El vehículo de emergencias está listo para salir. Entre los equipos habituales (botas, casco, linterna) hay un elemento que no figura en los protocolos estándar: un pequeño kit con santos óleos. No es un error ni una excepción: hace parte del equipo personal de Giovanny Galvis Ramírez, sacerdote y bombero activo en Bello, Antioquia.
Desde 2014 integra el Cuerpo de Bomberos Voluntarios de ese municipio, pero su historia no comenzó allí. Su formación inicial fue completamente religiosa y se remonta a más de 20 años de ejercicio sacerdotal, una trayectoria que ha desarrollado principalmente en Medellín y su área metropolitana.
Hoy, su jornada no se divide en dos partes iguales, sino en bloques que se superponen según la urgencia. Puede iniciar el día en la parroquia San Fernando Rey, en el barrio Alfonso López, y terminarlo atendiendo una emergencia estructural o coordinando operaciones desde la estación de bomberos.
Entre sotana y uniforme
La logística de su rutina está calculada. A primera hora celebra misa y, en días específicos, se traslada al colegio La Compañía de María, donde cumple funciones como capellán. Antes de las 9:00 de la mañana ya ha cumplido compromisos religiosos y está en tránsito hacia otra responsabilidad completamente distinta.
El cambio de rol ocurre en menos de media hora. Deja la sotana, se pone el uniforme y asume funciones en Bomberos Bello. Allí no solo atiende emergencias: también cumple tareas administrativas y de coordinación. Su jornada puede extenderse hasta la tarde, dependiendo de las alertas que se presenten.
La decisión de convertirse en bombero no surgió como un plan paralelo, sino como una extensión de su entorno. Mientras era párroco en la iglesia El Rosario de Bello, entró en contacto con el comandante Nelson Zuluaica. A partir de ese momento, comenzó un proceso de formación que incluyó entrenamiento en Colombia y en Estados Unidos.
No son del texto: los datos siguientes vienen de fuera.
PR #589, opened 2025-09-22
Refactor storage.ts into testable modules and add unit tests

### LINKED ISSUE #588: Refactor storage.ts into testable modules and add unit tests
`storage.ts` is a large, tightly coupled file that mixes core logic with direct `vscode` usage, making it hard to test. Split it into small, focused modules and add unit tests for the core logic using a thin `vscode` adapter/mocks.

### Proposal

* Extract **core** storage logic (try to remove `vscode` imports or simply mock them in tests).
* Introduce simple interfaces (e.g., `BinaryManager`, `CliConfigManager`, `MementoManager`, `SecretsManager`).
* Write unit tests for core; adapter tests can use a minimal mock.

EhabY:
Closes #588


src/__mocks__/vscode.runtime.ts
```diff
@@ -0,0 +1,142 @@
+import { vi } from "vitest";
```
EhabY, line 1: Sadly we have to duplicate this "vscode" definition manually for tests because we cannot just import VS Code types

src/commands.ts
```diff
@@ -35,8 +40,14 @@ export class Commands {
 	public constructor(
 		private readonly vscodeProposed: typeof vscode,
 		private readonly restClient: Api,
-		private readonly storage: Storage,
-	) {}
+		private readonly logger: Logger,
+		private readonly pathResolver: PathResolver,
+		private readonly mementoManager: MementoManager,
+		private readonly secretsManager: SecretsManager,
+		private readonly binaryManager: BinaryManager,
```
EhabY: Potentially I can introduce something like a `ServiceContainer` that contains all our services/data objects

src/remote.ts
```diff
@@ -646,6 +652,22 @@ export class Remote {
 		};
 	}
 
+	/**
+	 * Migrate the session token file from "session_token" to "session", if needed.
+	 */
+	private async migrateSessionToken(label: string) {
```
EhabY, line 654: This util will be cleaned up as part of the effort for refactoring the `remote.ts`

src/remote.ts
```diff
@@ -978,6 +997,29 @@ export class Remote {
 		return loop();
 	}
 
+	/**
+	 * Returns the log path for the "Remote - SSH" output panel.  There is no VS
+	 * Code API to get the contents of an output panel.  We use this to get the
+	 * active port so we can display network information.
+	 */
+	private async getRemoteSSHLogPath(): Promise<string | undefined> {
```
EhabY, line 1001: Same here

src/__mocks__/testHelpers.ts
```diff
@@ -0,0 +1,219 @@
...
+	 */
+	clear(): void {
+		this.config.clear();
+	}
+
+	/**
+	 * Setup the vscode.workspace.getConfiguration mock to return our values
+	 */
+	private setupVSCodeMock(): void {
+		vi.mocked(vscode.workspace.getConfiguration).mockImplementation(
```
code-asher, line 43: You mentioned that `getConfiguration()` returns a static set of values, could we do the same here for parity with VS Code?

If I understand correctly, our mock would do this:

```typescript
const c = vscode.workspace.getConfiguration()
vscode.workspace.getConfiguration().set("coder.enableDownloads", false)
c.get("coder.enableDownloads") // would be false
```

While in VS Code it will do this:

```typescript
const c = vscode.workspace.getConfiguration()
vscode.workspace.getConfiguration().set("coder.enableDownloads", false)
c.get("coder.enableDownloads") // would still be undefined, or whatever the previous value was
```

I assume you do get the updated value in VS Code if you use the same config to update it though? 

```typescript
const c = vscode.workspace.getConfiguration()
c.set("coder.enableDownloads", false)
c.get("coder.enableDownloads") // would be false
```

src/__mocks__/testHelpers.ts
```diff
@@ -0,0 +1,219 @@
...
+	private externalUrls: string[] = [];
+
+	constructor() {
+		this.setupVSCodeMock();
+	}
+
+	/**
+	 * Set a response for a specific message or set a default response
+	 */
+	setResponse(response: string | undefined): void;
```
code-asher: I wonder if we get rid of `default`, it seems too easy for a dev to call `setResponse("whatever")` and accidentally respond to an unintended notification.  Making which notification is being responded to explicit could be a good move.

src/__mocks__/vscode.runtime.ts
code-asher: Honestly less mocking than I was expecting, not too bad at all.  👍

src/core/binaryManager.test.ts
```diff
@@ -0,0 +1,607 @@
...
+			// Disable signature verification for these tests
+			mockConfig.set("coder.disableSignatureVerification", true);
+		});
+
+		it("reuses matching binary without downloading", async () => {
+			withExistingBinary(TEST_VERSION);
+			const result = await manager.fetchBinary(mockApi, "test");
+			expect(result).toBe(BINARY_PATH);
+			expect(mockAxios.get).not.toHaveBeenCalled();
+			expect(mockLogger.info).toHaveBeenCalledWith(
```
code-asher: Something about testing log messages feels off to me, what do you think?  It feels less like we are testing what we want directly, and more testing an internal side effect of what we want.

Could we test this via the file mock instead (or by using an in-memory filesystem)?  Check that the binary was untouched?  Similar for all the log message tests below.

If we absolutely need to, we could return sentinel values from `fetchBinary` to indicate what happened in a formal way.

Or, if you feel strongly about testing the logs then I think we should do both, test the logs and the resulting behavior.

Still, this is already really great, we could leave this change for a separate PR to not block this one, as it is still a massive improvement.

src/core/binaryManager.test.ts
```diff
@@ -0,0 +1,607 @@
...
+			mockUI.setResponse("Download signature");
+			const result = await manager.fetchBinary(mockApi, "test");
+			expect(result).toBe(BINARY_PATH);
+			expect(vscode.window.showWarningMessage).toHaveBeenCalledWith(
+				"Signature not found",
+				expect.any(Object),
+				expect.any(String),
+				expect.any(String),
+			);
+			// First download and when verfiying twice (404 then 200)
```
code-asher: some typos

```suggestion
			// First download and then verifying twice (404 then 200)
```

src/core/binaryManager.test.ts
```diff
@@ -0,0 +1,607 @@
...
+			withSuccessfulDownload();
+			await manager.fetchBinary(mockApi, "test");
+			expect(cli.version).toHaveBeenCalledWith(BINARY_PATH);
+			expect(mockLogger.info).toHaveBeenCalledWith(
+				"Downloaded binary version is",
+				TEST_VERSION,
+			);
+		});
+
+		it("logs file sizes for debugging", async () => {
```
code-asher: I suppose in this case the point of the test *is* to test the log message, but it still feels off to me to be testing logs.

Maybe another way of thinking about it is, should the edit or removal of this log entry be considered a regression?

But, if you end up deciding to leave the other log tests in, then it would make sense to me to keep this one as well.

src/core/binaryManager.test.ts
```diff
@@ -0,0 +1,607 @@
...
+			get: vi.fn(),
+		} as unknown as AxiosInstance;
+		return {
+			getBuildInfo: vi.fn().mockResolvedValue({ version }),
+			getAxiosInstance: () => axios,
+		} as unknown as Api;
+	}
+
+	function withExistingBinary(version: string) {
+		vi.mocked(cli.stat).mockReset();
```
code-asher: Thinking out loud, could we use an in-memory fs library like memfs instead of mocking `cliManager`?  It feels like we miss out on testing that files and directories are read and written out correctly.

That does make `version` a bit tricky because it needs to be an actual executable, in the Jetbrains plugin we used a script: https://github.com/coder/jetbrains-coder/blob/b1a32ff39d3121167f39cf3d5dc9d0c7f4d4c151/src/test/kotlin/com/coder/gateway/cli/CoderCLIManagerTest.kt#L49-L62

src/core/binaryManager.ts
```diff
@@ -508,7 +393,7 @@ export class Storage {
 				options.push("Download signature");
 			}
 			options.push("Run without verification");
-			const action = await this.vscodeProposed.window.showWarningMessage(
+			const action = await vscode.window.showWarningMessage(
```
code-asher: Will this not fail?  Only the proposed version of the API is allowed to use `useCustom` in notifications, I thought.

src/core/binaryManager.ts
```diff
@@ -562,7 +447,7 @@ export class Storage {
 					this.output,
 				);
 			} catch (error) {
-				const action = await this.vscodeProposed.window.showWarningMessage(
+				const action = await vscode.window.showWarningMessage(
```
code-asher: ditto

src/core/cliConfig.test.ts
```diff
@@ -0,0 +1,139 @@
...
+	const mockFs = vi.mocked(fs);
+	const writtenFiles = new Map<string, string>();
+
+	beforeEach(() => {
+		vi.resetAllMocks();
+		writtenFiles.clear();
+		pathResolver = new PathResolver("/test/base", "/test/log");
+		cliConfigManager = new CliConfigManager(pathResolver);
+
+		mockFs.mkdir.mockResolvedValue(undefined);
```
code-asher: Similarly here I wonder if an in-memory filesystem would be more flexible compared to mocking.  It would be much the same, but with the advantage of full behavioral compatibility.

src/core/cliConfig.ts
```diff
@@ -0,0 +1,81 @@
+import fs from "fs/promises";
+import path from "path";
+import { PathResolver } from "./pathResolver";
+
+export class CliConfigManager {
```
code-asher: Just an idle thought, but it kinda feels to me like this could be part of `CliManager`.

src/core/mementoManager.test.ts
```diff
@@ -0,0 +1,105 @@
+import { describe, it, expect, beforeEach } from "vitest";
+import type { Memento } from "vscode";
+import { MementoManager } from "./mementoManager";
+
+// Simple in-memory implementation of Memento
+class InMemoryMemento implements Memento {
```
code-asher: Could we move this into the file with the other VS Code mocks?  Or does this need to be here?

src/core/pathResolver.test.ts
```diff
@@ -0,0 +1,74 @@
+import * as path from "path";
+import { describe, it, expect, beforeEach } from "vitest";
+import { MockConfigurationProvider } from "../__mocks__/testHelpers";
+import { PathResolver } from "./pathResolver";
+
+describe("PathResolver", () => {
```
code-asher, line 6: A bunch of these tests appear to be exact copies of the functions they are testing, so they are not really testing anything.  Do we need those?  I suppose coverage is a thing but in theory these lines get hit by other tests.

src/core/secretsManager.test.ts
```diff
@@ -0,0 +1,75 @@
+import { describe, it, expect, beforeEach } from "vitest";
+import type { SecretStorage, Event, SecretStorageChangeEvent } from "vscode";
+import { SecretsManager } from "./secretsManager";
+
+// Simple in-memory implementation of SecretStorage
+class InMemorySecretStorage implements SecretStorage {
```
code-asher: Could this go into the file with the other VS Code mocks?

src/commands.ts
code-asher: I do like that idea

src/core/binaryManager.ts
```diff
@@ -3,141 +3,26 @@ import globalAxios, {
...
-const MAX_URLS = 10;
+import * as vscode from "vscode";
+import { errToStr } from "../api/api-helper";
+import * as cli from "../cliManager";
+import { Logger } from "../logging/logger";
+import * as pgp from "../pgp";
+import { PathResolver } from "./pathResolver";
 
-export class Storage {
+export class BinaryManager {
```
code-asher: Not a strong opinion, but I do kinda feel like `BinaryManager` could be part of `CliManager` (or vice versa).  It is not too clear to me what the difference is, even, just from the names alone.

src/error.test.ts
```diff
@@ -2,260 +2,275 @@ import axios from "axios";
...
+	// Node (for now I do this manually by shimming Node).
+	const isElectron =
+		(process.versions.electron || process.env.ELECTRON_RUN_AS_NODE) &&
+		!process.env.VSCODE_PID; // Running from the test explorer in VS Code
 
-// TODO: Remove the vscode mock once we revert the testing framework.
-beforeAll(() => {
-	vi.mock("vscode", () => {
-		return {};
+	// TODO: Remove the vscode mock once we revert the testing framework.
```
code-asher: Could delete this comment now IMO

src/__mocks__/vscode.runtime.ts
EhabY: This is not extensive but yeah not so bad :)

src/__mocks__/testHelpers.ts
EhabY: Huh, I just tested this and the results are a bit surprising.

When we do `get(CONFIG)` we just query this snapshot of configurations, however, updating updates the underlying persisted storage ONLY. So if you query the snapshot it'll ALWAYS return the same value even if you `update` some values through it (essentially the `update` is a `static` method while the `get` uses the internal data).

I'll fix my adapter so it returns an immutable data essentially.

src/__mocks__/testHelpers.ts
EhabY: True, done!

src/error.test.ts
EhabY: True..

src/core/binaryManager.test.ts
EhabY: I like the `memfs` idea! I will use it to check that the binary has been written correctly or that folders are created etc. But I think we should still mock `cli.stat` and `cli.version` since this is a unit test that is only testing the binary download (unless I merge `cliManager` with `binaryManager`?)

src/core/cliConfig.test.ts
EhabY: Used `memfs`

src/core/binaryManager.test.ts
EhabY: I removed all log tests and instead checked the binary content, this feels more real than just checking messages

src/core/binaryManager.test.ts
EhabY: Removed this test :pray:

src/core/mementoManager.test.ts
EhabY: Does not need to, done!

src/core/secretsManager.test.ts
EhabY: Done!

src/core/pathResolver.test.ts
EhabY: Valid, I removed 2 tests there are just a bunch of `path.join`. I kept stuff that accesses the configs or normalizes

src/core/binaryManager.ts
EhabY: I do understand your point, we currently have the following:

* BinaryManager (Maybe I can rename it to `BinaryDownloader` if I it'll just do that)
* CliManager (a bunch of utils for CLI)
* CliConfig (Used to configure CLI - helper not util)

Let me try to remove the confusion here

src/core/cliConfig.test.ts
code-asher: glorious

src/core/binaryManager.test.ts
code-asher: True but that means some of these tests mock the filesystem (`cli.stat`, etc) and some do not (use `memfs`) and to me it feels like it will be easy to make a mistake if something is not mocked perfectly correctly.

src/core/pathResolver.test.ts
code-asher: perfection

src/core/binaryManager.ts
code-asher: Another angle of my thinking is that it would be a nice dev UX to do things like `cli.download()` and `cli.configure()` rather than have two/three separate classes in order to deal with the cli.

code-asher: Another is that `binary` implies a generic class for downloading binaries (or at least this was my first impression), but this is very much specific to the cli only.

src/__mocks__/testHelpers.ts
code-asher: trippy!

src/core/binaryManager.test.ts
EhabY: Hmmm true, I had come up with something like this:

```
// Only mock the platform detection functions from CLI manager
vi.mock("../cliManager", async () => {
	const actual =
		await vi.importActual<typeof import("../binaryUtils")>("../cliManager");
	return {
		...actual,
		// No need to test script execution here
		version: vi.fn(),
		// Only mock platform detection
		name: vi.fn(),
		goos: vi.fn(),
		goarch: vi.fn(),
	};
});
```

The issue is that if we want script execution we need to either mock the `child_process` to use `memfs`, and then mock `os`. Or we can live with partial mocks. I tried mocking the `child_process` but it was a bit verbose and felt error prone (esp. if we want to run it on both Linux and Windows)

src/core/binaryManager.ts
EhabY: You are correct, nice catch!

src/core/binaryManager.test.ts
code-asher: Ah right good point, mocking `child_process` sounds like a nightmare.  Sounds like we might have no good options except to mock `cli.version` for the time being.  :cry:

src/core/binaryManager.ts
EhabY: I think the `BinaryManager` and `CliConfig` can be merged, but the `CliManager` is technically **just** utils, I just don't want a very monolithic huge file. I'll try to balance that out

src/commands.ts
EhabY: I'll do it in the follow up, I have it almost ready :eyes:

src/core/binaryManager.test.ts
EhabY: I mocked the `os` so now only `cliUtils.version` is mocked. We can explore just adding the right process mocks if needed be in the future

src/core/binaryManager.ts
EhabY: Fixed

src/core/binaryManager.ts
EhabY: Fixed

src/core/cliConfig.ts
EhabY: Merged this with `BinaryManager` but kept `cliUtils` separate since those are only utils with no path specific info needed

src/core/binaryManager.ts
EhabY: Done, merged into `CliManager` and renamed `cliManager.ts` into `cliUtils`

src/core/cliConfig.ts
code-asher: dope! :rocket:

Ese proceso implicó ajustes complejos. Las prácticas coincidían con fines de semana, los días de mayor actividad religiosa, lo que lo obligó a reorganizar su agenda para cumplir con ambos compromisos. Aun así, completó la formación y formalizó su ingreso como bombero activo.
“Capi, no quiero ser honorífico. Yo quiero salir, quiero atender emergencias”, fue la frase con la que pidió asumir funciones operativas dentro del cuerpo.
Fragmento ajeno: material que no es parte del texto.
PR #590, opened 2025-09-23
Improve consistency in client-side login/logout experience

### LINKED ISSUE #498: Improve consistency in client-side logout experience
## Problem Statement
As of today, it's confusing when a coder user is logged out of a connected VScode window. When a user is connected to multiple workspaces, each window may show different behavior after logout. 

One VSCode window might let you know that you signed out and that you need to re-login. Another will become unusable and disconnected, even after re-auth'ing Coder. The user must then close and reopen it. Another account had the user try to update their workspace from Coder's 'update' button in VSCode, but Coder was already logged out, so they got a 401 error.

## Proposal

To reduce confusion, we should provide a consistent experience across all windows when the user is signed out. Communicating early and clearly that the user is no longer authenticated. The user should be prompted to re-authenticate when this advisory is presented.

EhabY:
Fixes #498

### DIFF
--- a/src/commands.ts
+++ b/src/commands.ts
@@ -219,12 +219,12 @@ export class Commands {
 		this.restClient.setHost(url);
 		this.restClient.setSessionToken(res.token);
 
-		// Store on disk to be used by the cli.
-		await this.cliManager.configure(label, url, res.token);
-
 		// Store these to be used in later sessions.
 		await this.mementoManager.setUrl(url);
 		await this.secretsManager.setSessionToken(res.token);
+
+		// Store on disk to be used by the cli.
+		await this.cliManager.configure(label, url, res.token);
 
 		// These contexts control various menu items and the sidebar.
 		this.contextManager.set("coder.authenticated", true);
@@ -247,9 +247,9 @@ export class Commands {
 				}
 			});
 
+		await this.secretsManager.triggerLoginStateChange("login");
 		// Fetch workspaces for the new deployment.
 		vscode.commands.executeCommand("coder.refreshWorkspaces");
-		this.secretsManager.triggerLoginStateChange("login");
 	}
 
 	/**
@@ -403,9 +403,9 @@ export class Commands {
 				}
 			});
 
+		await this.secretsManager.triggerLoginStateChange("logout");
 		// This will result in clearing the workspace list.
 		vscode.commands.executeCommand("coder.refreshWorkspaces");
-		this.secretsManager.triggerLoginStateChange("logout");
 	}
 
 	/**
--- a/src/commands.ts
+++ b/src/commands.ts
@@ -197,14 +197,11 @@ export class Commands {
 		// It is possible that we are trying to log into an old-style host, in which
 		// case we want to write with the provided blank label instead of generating
 		// a host label.
-		const label = args?.label === undefined ? toSafeHost(url) : args?.label;
+		const label = args?.label === undefined ? toSafeHost(url) : args.label;
 
 		// Try to get a token from the user, if we need one, and their user.
-		const res = await this.maybeAskToken(
-			url,
-			args?.token,
-			args?.autoLogin === true,
-		);
+		const autoLogin = args?.autoLogin === true;
+		const res = await this.maybeAskToken(url, args?.token, autoLogin);
 		if (!res) {
 			return; // The user aborted, or unable to auth.
 		}
--- a/src/commands.ts
+++ b/src/commands.ts
@@ -211,12 +211,12 @@ export class Commands {
 		this.restClient.setHost(url);
 		this.restClient.setSessionToken(res.token);
 
+		// Store on disk to be used by the cli.
+		await this.cliManager.configure(label, url, res.token);
+
 		// Store these to be used in later sessions.
 		await this.mementoManager.setUrl(url);
 		await this.secretsManager.setSessionToken(res.token);
-
-		// Store on disk to be used by the cli.
-		await this.cliManager.configure(label, url, res.token);
 
 		// These contexts control various menu items and the sidebar.
 		await vscode.commands.executeCommand(
--- a/src/commands.ts
+++ b/src/commands.ts
@@ -263,14 +263,14 @@ export class Commands {
 	): Promise<{ user: User; token: string } | null> {
 		const client = CoderApi.create(url, token, this.logger);
 		const needsToken = needToken(vscode.workspace.getConfiguration());
-		try {
-			const user = await client.getAuthenticatedUser();
-			// For non-token auth, we write a blank token since the `vscodessh`
-			// command currently always requires a token file.
-			// For token auth, we have valid access so we can just return the user here
-			return { token: needsToken && token ? token : "", user };
-		} catch (err) {
-			if (!needToken(vscode.workspace.getConfiguration())) {
+		if (!needsToken || token) {
+			try {
+				const user = await client.getAuthenticatedUser();
+				// For non-token auth, we write a blank token since the `vscodessh`
+				// command currently always requires a token file.
+				// For token auth, we have valid access so we can just return the user here
+				return { token: needsToken && token ? token : "", user };
+			} catch (err) {
 				const message = getErrorMessage(err, "no response from the server");
 				if (isAutoLogin) {
 					this.logger.warn("Failed to log in to Coder server:", message);
--- a/src/commands.ts
+++ b/src/commands.ts
@@ -179,19 +179,17 @@ export class Commands {
 	}
 
 	/**
-	 * Log into the provided deployment.  If the deployment URL is not specified,
+	 * Log into the provided deployment. If the deployment URL is not specified,
 	 * ask for it first with a menu showing recent URLs along with the default URL
 	 * and CODER_URL, if those are set.
 	 */
-	public async login(...args: string[]): Promise<void> {
-		// Destructure would be nice but VS Code can pass undefined which errors.
-		const inputUrl = args[0];
-		const inputToken = args[1];
-		const inputLabel = args[2];
-		const isAutologin =
-			typeof args[3] === "undefined" ? false : Boolean(args[3]);
-
-		const url = await this.maybeAskUrl(inputUrl);
+	public async login(args?: {
+		url?: string;
+		token?: string;
+		label?: string;
+		autoLogin?: boolean;
+	}): Promise<void> {
+		const url = await this.maybeAskUrl(args?.url);
 		if (!url) {
 			return; // The user aborted.
 		}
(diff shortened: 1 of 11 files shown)


src/commands.ts
```diff
@@ -237,21 +238,23 @@ export class Commands {
...
-				// command currently always requires a token file.
-				return { token: "", user };
-			} catch (err) {
+		const needsToken = needToken(vscode.workspace.getConfiguration());
+		try {
+			const user = await client.getAuthenticatedUser();
+			// For non-token auth, we write a blank token since the `vscodessh`
+			// command currently always requires a token file.
+			// For token auth, we have valid access so we can just return the user here
+			return { token: needsToken && token ? token : "", user };
```
EhabY: This changes makes it that we try to use the passed URL + Token combo so that we do not need to prompt the user and login automatically when another window changes the login state

The more I think about it the more I think it should be `token || !needsToken` (it used to be just `!needsToken`) :thinking:

src/commands.ts
```diff
@@ -286,6 +289,9 @@ export class Commands {
 			value: token || (await this.storage.getSessionToken()),
 			ignoreFocusOut: true,
 			validateInput: async (value) => {
+				if (!value) {
+					return null;
+				}
 				client.setSessionToken(value);
 				try {
 					user = await client.getAuthenticatedUser();
```
EhabY, line 314: Should we attempt to get the authenticated user when the `token` is a blank string (like when this first opens)?

EhabY:
> I tried out this PR and while I see a "you've been logged in" popup in multiple windows, the other windows are still stuck on this screen and there is no attempt to re-connect to the workspace

Can you provide a reproducible for this? I am not sure what's special about some windows that they do not respond to the change :thinking:

mafredri:
> Can you provide a reproducible for this? I am not sure what's special about some windows that they do not respond to the change 🤔

@EhabY Sure, I'll write down what I did.

Open two VS Code windows to the same workspace (different folders in the same workspace, whilst logged in):

```
coder open vscode my-workspace.dev /home/coder/foo
```

and

```
coder open vscode my-workspace.dev /home/coder/bar
```

Now you should have two windows that are both. Make sure VS Code is set to restore previous windows after quitting.

Then:

1. Quit VS Code
2. Delete `~/Library/Application Support/Code/.../session` (it's in globalStorage, not at the machine right now so I can't give you full path)
3. Open VS Code
4. Both windows should show the ^aforementioned dialogue
5. Perform log in on one of the windows
6. Notice the dialogue does not disappear on the second

Does this help?

EhabY:
Yes, thanks for the detailed report! I can see the issue now: VS Code modals aren't dismissible without user action, which is by design (see [https://github.com/Microsoft/vscode/issues/2732](https://github.com/Microsoft/vscode/issues/2732)). I can adjust our flow so we don't close the window if the user signs in in the meantime. The logs in the other window show that the sign-in succeeded, so the real problem is our fallback when a login completes after the modal appears.

Do keep in mind that we cannot change the content of the modal once it's shown, so we either go for something less intrusive or just handle the fallback correctly. What do you think?

mafredri:
Oh, that's unfortunate, but understandable (that the modals can't be dismissed).

> Using the status bar for messages which need to be updated / dismissed is suggested there as the recommended approach in the issue I mentioned. What do you think?

It's one option but I don't think it's a good one. It's fairly hidden for something that's required for your editor to start working.

I think updating the modal is the way forward. It could say something like "If you already performed login in another window, please use the cancel button."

Atento a las emergencias físicas… y espirituales
En terreno, su doble condición adquiere un significado particular. No solo participa en rescates o control de incendios. También ha intervenido en momentos donde la atención ya no es solo médica o técnica, sino espiritual. En esos casos, utiliza los elementos que lleva en su kit personal.
“Uno siempre lleva el kit básico para realizar esos rituales cuando le toca el momento de la atención, teniendo en cuenta que muchas veces en los bomberos se presenta la situación de atender una persona al borde de la muerte. Yo lo mantengo en el carro”.
Uno de los episodios que evidenció esa dualidad ocurrió durante la emergencia del 24 de junio en el barrio Granizal, cuando lluvias intensas causaron un deslizamiento que dejó 27 víctimas mortales y destruyó múltiples viviendas en los sectores de Altos de Oriente y El Pinal. Durante varios días, tuvo que concentrarse en las labores como bombero, delegando sus responsabilidades parroquiales. La prioridad fue la atención de la emergencia, sin abandonar del todo su rol religioso.
Su presencia en ambos espacios ha sido reconocida por autoridades locales y por el mismo cuerpo de bomberos. Además de participar en operaciones, ocupa funciones internas que requieren coordinación y gestión.
Por eso, la estructura de su día no responde a la improvisación. “El éxito de todo es la disciplina”, afirma. Esa disciplina es la que le permite pasar de un altar a una emergencia sin margen de error, cumpliendo horarios, desplazamientos y responsabilidades en contextos completamente distintos.